──────── PROVIDED MATERIAL ────────

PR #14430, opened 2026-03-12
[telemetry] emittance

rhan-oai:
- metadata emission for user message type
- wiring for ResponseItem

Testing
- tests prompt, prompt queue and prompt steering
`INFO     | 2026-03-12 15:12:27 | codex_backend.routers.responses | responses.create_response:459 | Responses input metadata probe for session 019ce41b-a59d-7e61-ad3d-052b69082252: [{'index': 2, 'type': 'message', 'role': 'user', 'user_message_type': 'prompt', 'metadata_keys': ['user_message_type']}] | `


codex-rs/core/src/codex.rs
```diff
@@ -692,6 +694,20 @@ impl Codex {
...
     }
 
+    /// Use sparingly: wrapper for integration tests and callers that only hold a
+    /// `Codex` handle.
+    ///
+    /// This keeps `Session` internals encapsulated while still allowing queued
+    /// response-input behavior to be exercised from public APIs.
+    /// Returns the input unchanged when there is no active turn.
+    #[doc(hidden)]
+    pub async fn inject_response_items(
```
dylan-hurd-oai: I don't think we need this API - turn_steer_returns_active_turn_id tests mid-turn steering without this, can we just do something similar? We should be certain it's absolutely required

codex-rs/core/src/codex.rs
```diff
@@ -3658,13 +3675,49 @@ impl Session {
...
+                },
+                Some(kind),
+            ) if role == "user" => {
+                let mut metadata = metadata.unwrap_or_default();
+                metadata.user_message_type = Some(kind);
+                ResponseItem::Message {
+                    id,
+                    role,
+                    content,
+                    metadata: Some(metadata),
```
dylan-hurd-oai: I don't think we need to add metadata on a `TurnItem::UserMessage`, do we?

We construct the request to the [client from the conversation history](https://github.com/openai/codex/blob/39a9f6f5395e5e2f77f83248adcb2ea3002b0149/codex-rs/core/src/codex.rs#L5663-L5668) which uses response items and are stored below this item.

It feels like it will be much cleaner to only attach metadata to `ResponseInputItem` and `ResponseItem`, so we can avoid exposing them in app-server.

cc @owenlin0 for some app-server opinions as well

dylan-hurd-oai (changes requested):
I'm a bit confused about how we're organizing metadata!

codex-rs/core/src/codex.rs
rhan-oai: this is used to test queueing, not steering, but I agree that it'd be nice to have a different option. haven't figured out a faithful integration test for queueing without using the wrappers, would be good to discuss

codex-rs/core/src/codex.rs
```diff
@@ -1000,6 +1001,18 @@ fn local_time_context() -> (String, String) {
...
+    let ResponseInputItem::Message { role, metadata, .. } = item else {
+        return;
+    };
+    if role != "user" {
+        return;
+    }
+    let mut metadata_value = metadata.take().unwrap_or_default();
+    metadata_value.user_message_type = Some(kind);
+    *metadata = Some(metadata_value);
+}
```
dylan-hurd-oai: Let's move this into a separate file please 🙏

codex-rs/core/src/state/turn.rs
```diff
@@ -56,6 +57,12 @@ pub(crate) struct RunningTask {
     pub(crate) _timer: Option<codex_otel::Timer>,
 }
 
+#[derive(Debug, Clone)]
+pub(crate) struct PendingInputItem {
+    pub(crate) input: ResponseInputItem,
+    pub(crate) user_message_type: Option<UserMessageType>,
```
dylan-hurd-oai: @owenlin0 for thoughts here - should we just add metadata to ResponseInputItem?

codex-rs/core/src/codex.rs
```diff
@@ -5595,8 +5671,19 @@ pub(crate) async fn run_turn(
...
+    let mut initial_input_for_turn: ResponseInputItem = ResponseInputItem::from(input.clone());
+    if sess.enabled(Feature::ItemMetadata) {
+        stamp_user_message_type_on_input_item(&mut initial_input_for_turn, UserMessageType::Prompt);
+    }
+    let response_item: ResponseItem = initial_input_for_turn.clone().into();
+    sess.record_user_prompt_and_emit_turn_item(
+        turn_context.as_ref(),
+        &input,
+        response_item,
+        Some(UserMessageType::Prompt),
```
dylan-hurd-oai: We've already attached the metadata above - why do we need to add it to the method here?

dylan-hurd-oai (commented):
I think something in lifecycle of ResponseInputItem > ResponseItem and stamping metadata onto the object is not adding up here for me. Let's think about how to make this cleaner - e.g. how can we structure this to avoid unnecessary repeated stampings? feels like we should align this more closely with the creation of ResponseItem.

────────

**WHAT IS NEEDED**: Could you find each line in the entries that contains the string "async" and copy it?

**THE COMPLETED TASK**:
+    pub async fn inject_response_items(
@@ -5595,8 +5671,19 @@ pub(crate) async fn run_turn(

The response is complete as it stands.